Lab 4: People’s Park

Slides

In answering the following questions, it will be helpful to consult

  1. the email from Chancellor Christ,
  2. slide describing the background and methodology, and
  3. the original questionnaire.

Part I: Understanding the Context of the Data

Part II: Computing on the Data

The data collected by the Chancellor’s Office on Cal students can be found as ppk in the stat20data package.

The ppk data set represents a subset of questions that were asked in the questionnaire and have had random noise added to them. The results, in aggregate, share similar statistical properties to the raw data, but a given row no longer reflects an individual student’s response completely.

Question 1

Print the first few rows with the columns that correspond to the responses to survey questions 1, 7, and 8 (Note: we have changed the data back from all numerical data, as suggested by part 1 question 8, to a mix of numerical and categorical data). Please comment on whether your encoding of the data from Q7 on the questionnaire matches the encoding in ppk.

Question 2

Return to your sketches from lab part 1, question 9. Create those visualizations (or more appropriate analogues) using the questionnaire data. For each, add a title and axis labels to make it clear what they are showing, and describe the distribution in words. If your visualization is of ordinal data, the bars should be ordered accordingly. For part a here, you’re welcome to select just one of the priorities to visualize.

  1. Question 9
  2. Question 10
  3. Question 18 and 21 (showing the change from before and after the information in one plot)

Question 3

Create a new column called support_before that takes the response data from question 18 and returns TRUE for answers of “Very strongly support”, “Strongly support”, and “Somewhat support” and FALSE otherwise. What proportion of the survey participants in each class (freshman, sophomore, etc) supported the People’s Park Project before being presented with the information on the bottom of page 14?

Question 4

Repeat the previous question but this time drop any rows with NA (missing data) before starting your calculation. This can be done by using the drop_na() function, which scans any columns that you provide and drop any rows with NA in that column.

ppk |>
  drop_na(Q18_words)

Does the proportion change? If it does, which proportion do you think most consumers of this data analysis will assume they’re looking at?

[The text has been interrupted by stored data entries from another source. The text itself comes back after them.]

PR #1688, opened 2022-04-06
[NO-TICKET] Loki.sh - script to automate test running with loki/storybook

forrestbaer:
## Summary

Makes it easier to run Loki visual regression tests!

_Doesn't check if docker is currently running, I suppose it could? Not sure how that would work on Jankins.. Whatcha think?_

### Added

Loki.sh script which takes a single argument, if none passed it defaults to working on core, otherwise `healthcare` and `medicare` will run their respective yarn jobs

## How to test

Have docker running.. 

Possible `args` are: `update` `test` `approve`

`./loki.sh args` `./loki.sh -t healthcare args` `./loki.sh -t medicare args` .. See that it runs the tests and kills the storybook process when complete regardless of success/failure.


loki.sh
```diff
@@ -0,0 +1,71 @@
...
+  fi
+  attempts=$(($attempts+1))
+  sleep 2
+done
+
+# storybook is up, start the appropriate loki process
+msg "[${GREEN}✓${NOFORMAT}] Storybook is up!"
+msg "${NOFORMAT}--- Starting ${CYAN}yarn loki:update${args}${NOFORMAT}"
+
+if yarn loki:update$args ; then
```
pwolfert, line 56: What if we pass extra args through to loki like `test` and `update`? So you could use it for both loki commands like `./loki.sh test` or `./loki.sh update` or `./loki.sh update --healthcare`? I guess there's a variety of ways it could be structured, but we have two use cases we can cover over three brands ({test, update} for {core, healthcare, medicare})

pwolfert: Actually, there's also a an `approve` command, which prunes old images. So this command could cover {test, update, approve} for {core, healthcare, medicare}.

pwolfert (commented):
This is a handy script! I have an idea below for how we could expand its use. I dig the output. It looks really nice in my terminal.

pwolfert:
I just tried sabotaging loki, too, and it gracefully shut down the Storybook instance! 😃

<details>
  <summary>Terminal output (without the fancy colors)</summary>

```
--- Starting yarn storybook with process id 88835
[✓] Storybook is up!
--- Starting yarn loki:update
yarn run v1.22.11
$ yarn loki update
$ /Users/patrickwolfert/Projects/design-system/node_modules/.bin/loki update
loki update v0.28.1
Unexpected identifier
/Users/patrickwolfert/Projects/design-system/loki.config.js:18
hello world
      ^^^^^

SyntaxError: Unexpected identifier
    at wrapSafe (internal/modules/cjs/loader.js:984:16)
    at Module._compile (internal/modules/cjs/loader.js:1032:27)
    at Object.Module._extensions..js (internal/modules/cjs/loader.js:1097:10)
    at Module.load (internal/modules/cjs/loader.js:933:32)
    at Function.Module._load (internal/modules/cjs/loader.js:774:14)
    at Module.require (internal/modules/cjs/loader.js:957:19)
    at module.exports (/Users/patrickwolfert/Projects/design-system/node_modules/cosmiconfig/node_modules/import-fresh/index.js:32:59)
    at loadJs (/Users/patrickwolfert/Projects/design-system/node_modules/cosmiconfig/dist/loaders.js:16:18)
    at ExplorerSync.loadFileContentSync (/Users/patrickwolfert/Projects/design-system/node_modules/cosmiconfig/dist/ExplorerSync.js:84:26)
    at ExplorerSync.createCosmiconfigResultSync (/Users/patrickwolfert/Projects/design-system/node_modules/cosmiconfig/dist/ExplorerSync.js:89:30)
error Command failed with exit code 1.
info Visit https://yarnpkg.com/en/docs/cli/run for documentation about this command.
error Command failed with exit code 1.
info Visit https://yarnpkg.com/en/docs/cli/run for documentation about this command.
[X] There was a problem with Loki
[✓] Successfully killed storybook instance
```
</details>

loki.sh
forrestbaer: Nice, thanks for the feedback! Yes this sounds like a good set of expansions.. easy enough to add flags, could probably even run multiple sequentially that would be nice.. I'll dig into it :construction\_worker:

forrestbaer: Made these updates, removed color (made code messy, not needed), run it by itself for usage.. updated test in pr desc

pwolfert (approved):
I kind of miss the colors, but wow is this script easier to read! It works really well, too.

To now integrate this into our package scripts, I propose the following:
1. We replace the existing `loki:*` commands in `package.json` with one `"loki": "./loki.sh",`
2. We update the commands inside this script to not use `yarn loki` but to execute `node ./node_modules/.bin/loki` directly so we don't have an infinite loop
    - Optionally this could be avoided if we alias `./loki.sh` as something else, like `yarn vrt` or `yarn test:vr` or `yarn test:browser`
3. To match our other commands, maybe alias the different child design systems with `yarn loki:healthcare` and `yarn loki:medicare`

loki.sh
```diff
@@ -0,0 +1,105 @@
...
+      -v | --verbose) set -x ;;
+      -t | --target) 
+        export LOKI_FILE_PREFIX="${2-}"
+        export STORYBOOK_DS="${2-}"
+        shift
+        ;;
+      *) break ;;
+    esac
+    shift
+  done
```
pwolfert, line 56: Does it make sense to pull this out of this function now that it is in charge of populating the env vars for both loki and storybook?

pwolfert (approved):
That makes sense to me. Looks great!

loki.sh
forrestbaer: I think we should leave it, in case someone wants to run it by itself on a new theme in the future before adding to scripts

forrestbaer: Oh wait i understand.. I'll just rename it to something more generic

pwolfert: Sorry, I just meant bumping this while loop code up to the script level and out of this function

pwolfert: Could have a `parse_args` and `run_storybook` function if you'd rather keep it in a function

forrestbaer:
```
./loki.sh: line 75: curl: command not found
[x] Something went wrong starting storybook .
```

Guess no curl over there :) Since the name was the same it ran my script instead... I'll mess around with the image and see what else might work.. or we could update the test script to download curl with :

```
apt-get -qq update

apt-get -qq -y install curl
```

loki.sh
forrestbaer: oh yes of course, good point.. updated

loki.sh
```diff
@@ -0,0 +1,98 @@
+#!/usr/bin/env bash
+
+set -Eeo pipefail
+trap cleanup SIGINT SIGTERM ERR
+
+script_dir=$(cd "$(dirname "${BASH_SOURCE[0]}")" &>/dev/null && pwd -P)
+
+usage() {
+  cat <<EOF
+Usage: $(basename "${BASH_SOURCE[0]}") [-h] [-v] [-t target] args
```
pwolfert, line 10:
```suggestion
Usage: $(basename "${BASH_SOURCE[0]}") [-h] [-v] [-t target] <...loki args>
```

For the remaining questions in this lab, drop rows with NAs in the columns that you’re using for that question.

Question 5

What is the mean and median rating of the condition of People’s Park (question 15 on the survey)?

Question 6

Create a new column called change_in_support that measures the change in support from question 18 to 21 of the survey. What is the mean change in support of the survey participants in each class (freshman, sophomore, etc) for the People’s Park Project after reading the information? What assumption must you make about the values of the Likert scale in order for these statistics to be informative?

Question 7

Construct one addition visualization that captures a variable or relationship between two variables that you are interested in. Describe the structure that you see in the plot.

Question 8

Create a 95% confidence intervals for the mean rating of the condition of People’s Park using the normal curve. Interpret the interval in the context of the problem in a clear sentence.

Question 9

Create a 95% confidence interval using the normal curve for the overall proportion of students who support the People’s Park Project without having been exposed to the information on page 14. Interpret the interval in the context of the problem in a clear sentence. Does your point estimate approximately match that reported in the Chancellor’s email?

Question 10

Select a confidence level lower than 95% and recalculate the interval from the previous question to express this confidence level. In general, are intervals with higher confidence wider or narrower than those with lower confidence?

Question 11

Using the normal curve, create a 95% confidence interval for the mean change in support for the Project across the entire population after being exposed to the information on page 14.

Question 12

Does your interval from the previous question contain 0? What are the implications of that for those working in the Chancellor’s Office on the People’s Park Project?